Private Debt - The Ancient Alternative

Updated: Oct 25, 2021



Private Debt in the eyes of many is an alternative investment but, in fact, it is one of the most traditional ways of accessing capital. It is not just traditional, it is ancient.


The fundamentals of private lending have not changed much since 2000BC (aside from punishments for non-payments, thankfully). For example, King Hammurabi of Babylon (1810 – 1750 BC) passed some of the earliest legislation governing private lending in his famous Code of Laws and many components would not look too out of place in the modern world:

  • Law 100: Repayment of a loan by a debtor to a creditor must be on a schedule with a maturity date specified in written contractual terms.

  • Law 122: A depositor of gold, silver, or other collateral must present all articles and a signed contract of bailment (security) to a notary before depositing the articles with a banker.

  • Law 125: A banker was liable for the replacement of deposits stolen while in their possession.

Lending during this period was less concerned with private enterprise and more with accessing working capital to perform crucial functions of society.
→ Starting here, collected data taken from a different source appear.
PR #531, opened 2021-12-16
Fixing `NullReferenceException` when `--Hashes` and telemetry rules are enabled

eddynaka:
With the single thread analysis, the argument `--Hashes` was translated to `--insert Hashes`, adding the deprecated message.
When we moved to the multithreaded analysis, without that condition we would not generate the artifacts.
Since the summary was expecting the artifacts, it was accessing the number of elements directly.


src/BinSkim.Driver/AnalyzeCommand.cs
```diff
@@ -135,30 +146,5 @@ public override int Run(AnalyzeOptions analyzeOptions)
...
-                ToolVersion = tool.Driver.Version,
-                NormalizedPath = string.Join(";", options.TargetFileSpecifiers.Select(p => System.IO.Path.GetDirectoryName(p)).Distinct()),
-                SymbolPath = options.SymbolsPath,
-                FileAnalyzed = artifacts.Count,
-                // FileNotAnalyzed =
-                StartTimeUtc = invocation.StartTimeUtc,
-                EndTimeUtc = invocation.EndTimeUtc,
-                TimeConsumed = invocation.EndTimeUtc - invocation.StartTimeUtc,
-            };
-        }
```
eddynaka, line 162: this code was moved to the AnalysisSummaryExtractor in previous PRs.

src/BinSkim.Driver/AnalysisSummaryExtractor.cs
```diff
@@ -40,7 +40,7 @@ public static AnalysisSummary ExtractAnalysisSummary(SarifLog sarifLog, AnalyzeO
                 ToolVersion = tool.Driver.Version,
                 NormalizedPath = string.Join(";", options.TargetFileSpecifiers.Select(p => System.IO.Path.GetDirectoryName(p)).Distinct()),
                 SymbolPath = options.SymbolsPath,
-                FileAnalyzed = artifacts.Count,
+                FileAnalyzed = artifacts?.Count ?? 0,
```
eddynaka, line 43: >artifacts?.Count ?? 0 [](http://example.com/codeflow?start=31&length=21)

this will prevent the exception in case the SARIF does not have artifacts.

This would happen if: you don't have the --insert hashes or --Hashes option enabled but you have the telemetry rules.

src/BinSkim.Driver/AnalyzeCommand.cs
```diff
@@ -85,6 +85,17 @@ public override int Run(AnalyzeOptions analyzeOptions)
                 analyzeOptions.Kind = new List<ResultKind> { ResultKind.Fail, ResultKind.NotApplicable, ResultKind.Pass };
             }
 
+#pragma warning disable CS0618 // Type or member is obsolete
+            if (analyzeOptions.ComputeFileHashes)
```
eddynaka, line 89: >analyzeOptions.ComputeFileHashes [](http://example.com/codeflow?start=16&length=32)

this change is needed to prevent a breaking change in the guardian tasks.
We need to support --Hashes

src/BinSkim.Driver/AnalyzeOptions.cs
```diff
@@ -48,5 +48,10 @@ public class AnalyzeOptions : AnalyzeOptionsBase
             "ignorePdbLoadError",
             HelpText = "If enabled, BinSkim won't break if we have a 'PdbLoadingException'.")]
         public bool IgnorePdbLoadError { get; set; }
+
+        [Option(
+            "binskimAppInsightsKey",
+            HelpText = "An ApplicationInsightsKey to which will be send data. If not available, it will read from the environment variable.")]
+        public string BinskimAppInsightsKey { get; set; }
```
eddynaka, line 55: >BinskimAppInsightsKey [](http://example.com/codeflow?start=22&length=21)

To facilitate the guardian integration, we will expose a new parameter and also be able to read the environment variable.

The reason: from azure pipelines, creating the variable it isn't passing the value correctly (the variable is always unavailable).

michaelcfanning: We can't accept a change that encourages users to explicitly provide sensitive data on the command-line, this is a very poor security practice, as command-lines are persisted/logged in many contexts.

eddynaka: thanks for the feedback.
i will remove the change and keep it clean to fix the issue that i faced.

eddynaka: Just updated and sent an email with the details.
thanks for the help!

src/BinSkim.Driver/AnalyzeCommand.cs
shaopeng-gh: maybe we should make this change in SDK instead?
AnalyzeCommandBase has this check,
MultithreadedAnalyzeCommandBase does not,

if the change is made in Binskim then only Binskim is fixed but not SDK

eddynaka: I was wondering about that.
Since we want to deprecate --hashes, i would move that logic to AnalyzeCommand and remove the reference from AnalyzeCommandBase.

With that, in the futhre, the options would not have --hashes by default and binskim itself would implement it.

marmegh (approved):
:shipit:

src/BinSkim.Driver/AnalysisSummaryExtractor.cs
```diff
@@ -40,7 +40,7 @@ public static AnalysisSummary ExtractAnalysisSummary(SarifLog sarifLog, AnalyzeO
...
                 // FileNotAnalyzed =
```
michaelcfanning, line 44: >// FileNotAnalyzed = [](http://example.com/codeflow?start=16&length=20)

can you remove this please? it isn't helpful to have it here. 

please add a TODO, or just open an issue

michaelcfanning (approved):
:shipit:

src/BinSkim.Driver/AnalysisSummaryExtractor.cs
eddynaka: created a work item for that.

Farming, construction, and exploration were some of the main uses of private debt capital.


Fast forward to 2021 and private lending is still touted as an efficient means of accessing capital, not just for the core functions of an economy but for almost any need out there. The variety of needs presented by borrowers and the retrenching of traditional lenders post-2008 credit crisis has seen private lending evolve into a more prominent form of investment capital, which now occupies an important sector in the capital markets.


One simple way to differentiate private debt strategies is by looking at the risk and return characteristics of the underlying loans.
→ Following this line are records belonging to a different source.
PR #533, opened 2021-12-16
Fix: Error BA2006: '...' was compiled with one or more modules which were not built using minimum required tool versions

shaopeng-gh:
# Description:

reported issue with 
error BA2006: '...' was compiled with one or more modules which were not built using minimum required tool versions 
this error happens in new version 1.9.0
tested it passes in old version 1.7.2

# Fix:

related to changeset https://github.com/microsoft/binskim/pull/344
location: file BA2006.BuildWithSecureTools.cs line 104

we should add a skip if the compiler is not the ones we currently support those we can check min version.
After we widen the support we should remove this skip.


src/BinSkim.Rules/PERules/BA2006.BuildWithSecureTools.cs
```diff
@@ -116,6 +116,13 @@ public override void AnalyzePortableExecutableAndPdb(BinaryAnalyzerContext conte
                 Symbol om = omView.Value;
                 ObjectModuleDetails omDetails = om.GetObjectModuleDetails();
 
+                if (omDetails.WellKnownCompiler != WellKnownCompilers.MicrosoftC
+                    && omDetails.WellKnownCompiler != WellKnownCompilers.MicrosoftCxx)
+                {
+                    // TODO: https://github.com/Microsoft/binskim/issues/114
+                    continue;
+                }
```
shaopeng-gh, line 124: In changeset
[https://github.com/microsoft/binskim/pull/344](https://github.com/microsoft/binskim/pull/344)
We have this check and skip in BA2011, I think we should have it for BA2006 as well.

BA2006 had this and were removed:
if (omDetails.WellKnownCompiler != WellKnownCompilers.MicrosoftNativeCompiler)
{
 continue;
}

The reason is currently the only know compiler in the enum WellKnownCompilers are Microsoft compilers, and the version to compare are only Microsoft VS versions. We should remove this check after we also have the codes and determined min versions for all other compilers.

src/Test.FunctionalTests.BinSkim.Driver/BaselineTestsData/Expected/Binskim.linux-x64.dll.sarif
```diff
@@ -772,13 +772,10 @@
           "rules": [
             {
               "id": "BA2001",
+              "name": "LoadImageAboveFourGigabyteAddress",
```
shaopeng-gh, line 775: >"name": "LoadImageAboveFourGigabyteAddress", [](http://example.com/codeflow?start=14&length=44)

all json node ordering change are not caused by this change, we did not run the baseline for sometime, 
running re-baseline from current main will also get this change.

shaopeng-gh:
>           "kind": "pass",

skip those re-ordering changes,
this is a real change for this pr, 

clang version 13 is latest version should be supported, after this fix now it will not compare {13.0.0.0} to VS Version(17, 0, 65501, 17013) and report it.
(skipped if not MS compiler)


---
Refers to: src/Test.FunctionalTests.BinSkim.Driver/BaselineTestsData/Expected/clangcl.pe.cpp.codeview.exe.sarif:431 in d845a11. [](commit_id = d845a118c4be0b2083d1961bcbdba767aeae2582, deletion_comment = False)

src/BinSkim.Rules/PERules/BA2006.BuildWithSecureTools.cs
```diff
@@ -116,6 +116,13 @@ public override void AnalyzePortableExecutableAndPdb(BinaryAnalyzerContext conte
                 Symbol om = omView.Value;
                 ObjectModuleDetails omDetails = om.GetObjectModuleDetails();
 
+                if (omDetails.WellKnownCompiler != WellKnownCompilers.MicrosoftC
+                    && omDetails.WellKnownCompiler != WellKnownCompilers.MicrosoftCxx)
+                {
+                    // TODO: https://github.com/Microsoft/binskim/issues/114
```
michaelcfanning, line 122: >TODO [](http://example.com/codeflow?start=23&length=4)

TODO: MikeFan (1/6/2022)
We need to take a step back and comprehensively review our compiler/language support.
[https://github.com/Microsoft/binskim/issues/114](https://github.com/Microsoft/binskim/issues/114)

michaelcfanning:
>                     //case Language.MASM:

Comment this whole block, using C

/* 
repeat your TODO information here.

case Language.MASM

*/

---
Refers to: src/BinSkim.Rules/PERules/BA2006.BuildWithSecureTools.cs:142 in af6ff95. [](commit_id = af6ff95e94c45281e81f6b3f5783108534ab9024, deletion_comment = False)

src/Test.FunctionalTests.BinSkim.Driver/BaselineTestsData/Expected/Corrupted_Native_x86_VS2013_Default.exe.sarif
```diff
@@ -50,6 +50,7 @@
           }
         }
       ],
+      "automationDetails": {},
```
michaelcfanning, line 53: This is valid SARIF, automationDetails has no required members, *but* it's inefficient, we don't need to serialize an empty object. In general, we don't want our log file persistence to change version-over-version.

shaopeng-gh:
>                     //case Language.MASM:

fixed

---
In reply to: [1006978150](https://github.com/microsoft/binskim/pull/533#issuecomment-1006978150) [](http://example.com/codeflow?ancestors=1006978150,1006978150)

---
Refers to: src/BinSkim.Rules/PERules/BA2006.BuildWithSecureTools.cs:142 in af6ff95. [](commit_id = af6ff95e94c45281e81f6b3f5783108534ab9024, deletion_comment = False)

src/BinSkim.Rules/PERules/BA2006.BuildWithSecureTools.cs
shaopeng-gh: fixed

src/Test.FunctionalTests.BinSkim.Driver/BaselineTestsData/Expected/Binskim.linux-x64.dll.sarif
shaopeng-gh: thanks for the feedback, working on
1. update SDK to have those re-ordering reverted.
2. review
3. change only one ordering so that name is right after id.

shaopeng-gh: I have created a fix in SDK
[https://github.com/microsoft/sarif-sdk/pull/2420](https://github.com/microsoft/sarif-sdk/pull/2420) (please review together)
and then point binskim to that branch and run re-baseline to verify the fix.
Now this PR is clearer to review.

After all looks good to you, we should get the desired ordering from you and I will update both PR with that order.(you mentioned one name field)

src/Test.FunctionalTests.BinSkim.Driver/BaselineTestsData/Expected/Corrupted_Native_x86_VS2013_Default.exe.sarif
shaopeng-gh: fixed together in the SDK PR, link in the other comment with json node ordering.

src/BinSkim.Rules/PERules/BA2006.BuildWithSecureTools.cs
```diff
@@ -132,33 +141,43 @@ public override void AnalyzePortableExecutableAndPdb(BinaryAnalyzerContext conte
...
+                    Language data is not always included if it is only compiled with SymTagCompiland without SymTagCompilandDetails
+                    https://docs.microsoft.com/en-us/visualstudio/debugger/debug-interface-access/compilanddetails?view=vs-2022
+                    Compiland information is split between symbols with a SymTagCompiland tag (low detail)
+                    and a SymTagCompilandDetails tag (high detail).
                     case Language.Unknown:
                     {
                         minCompilerVersion =
                             context.Policy.GetProperty(MinimumToolVersions)[nameof(Language.Unknown)];
                         break;
                     }
```
marmegh, line 179: This one wasn't commented out in previous iterations. Was this change intentional?

marmegh:
Is there supposed to be a sarif file for the clangcl.pe.c.codeview.exe in the expected folder?

shaopeng-gh:
good question, I think this was the similar thing that confused Michael in the review :)
I added test files in the Functional tests folder, and there is a "modified" file in the expected folder.
Because if add new test file in the Baseline folder we are expecting "new" file not "modified" file.

the cpp one was already in the baseline, I added it also to the Functional folder because I think it benefit that if future regression we might see a very clear test failure with the rule id.
I also draft an additional exe for c to cover c.

related info:
1.if you put exe in the Baseline folder and run .\UpdateBaselines.ps1 it will update the .sarif file in the expected folder.
2. for exe in Functional folder it is used for loop all files and check if pass or fail depend on the folder name it is put in. No .sarif file need to be generated.


---
In reply to: [1007837347](https://github.com/microsoft/binskim/pull/533#issuecomment-1007837347) [](http://example.com/codeflow?ancestors=1007837347,1007837347)

src/ReleaseHistory.md
```diff
@@ -2,6 +2,7 @@
 
 ## Unreleased
 
+* BUGFIX: Fix Error BA2006: '...' was compiled with one or more modules which were not built using minimum required tool versions [533](https://github.com/microsoft/binskim/pull/533)
```
marmegh, line 5: >* BUGFIX: Fix Error BA2006: '...' was compiled with one or more modules which were not built using minimum required tool versions  [](http://example.com/codeflow?start=0&length=130)

This seems a little too generic. Can we specify which instances this is being fixed for?

src/BinSkim.Rules/PERules/BA2006.BuildWithSecureTools.cs
```diff
@@ -116,6 +116,15 @@ public override void AnalyzePortableExecutableAndPdb(BinaryAnalyzerContext conte
                 Symbol om = omView.Value;
                 ObjectModuleDetails omDetails = om.GetObjectModuleDetails();
 
+                if (omDetails.WellKnownCompiler != WellKnownCompilers.MicrosoftC
+                    && omDetails.WellKnownCompiler != WellKnownCompilers.MicrosoftCxx)
```
eddynaka, line 120: should this be:
```
omDetails.WellKnownCompiler != WellKnownCompilers.MicrosoftC &&
omDetails.WellKnownCompiler != WellKnownCompilers.MicrosoftCxx
```

eddynaka:
Just remembering that we must review the sarif-sdk change before reviewing this. Because we cannot merge this without merging the other.

---
In reply to: [1007848170](https://github.com/microsoft/binskim/pull/533#issuecomment-1007848170) [](http://example.com/codeflow?ancestors=1007848170,1007837347)

src/BinSkim.Rules/PERules/BA2006.BuildWithSecureTools.cs
shaopeng-gh: fixed

eddynaka:
Re-open the PR and point the submodule to main.
it won't have any change in the testing since u were already pointing to ur branch

---
In reply to: [1007979314](https://github.com/microsoft/binskim/pull/533#issuecomment-1007979314) [](http://example.com/codeflow?ancestors=1007979314,1007837347)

The capital structure diagram above ranks the common types of financing based on their repayment priority in case of default and their associated risk/return profile. At the top of the capital structure are Senior Secured Loans, which are first in line to get paid in the event of default due to their rank and collateral protection. These loans are regularly secured against a defined pool of collateral, meaning the lender has a direct claim on key assets of the borrower, which are used to pay the lender back in the event of default. The further down the capital structure you go, the further down you go in priority of repayment. To compensate investors for that additional level of risk, they tend to earn a higher rate of return on loans that are subordinated and/or unsecured.
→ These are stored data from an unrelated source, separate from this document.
PR #543, opened 2022-01-06
FluentAssertions test code minor syntax change

shaopeng-gh:
# Description:

FluentAssertions auto upgrade by dependabot, 
new version has a minor change that does not allow to use Should().Equals()
it need to use methods in the class like:
Should().Be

The practice of private lending remains unchanged in its fundamental principles: taking collateral of the borrower and lending against that collateral up to a risk level that satisfies your appetite. However, instead of grain, gold, and silver, the collateral of today is wide-reaching to include accounts receivable, financial securities, real estate, equipment, and inventory. Standards of due diligence, financial modeling, and accounting have also changed, with alternative lenders being at the forefront of innovation in these areas.


The world of private debt can seem overwhelming when considering the range of options available to investors, but people are probably more familiar with this asset class than they may think. Investors should find reassurance in the historical foundation of private lending as it helps to remove elements of complexity and obscurity from how we view this asset class today.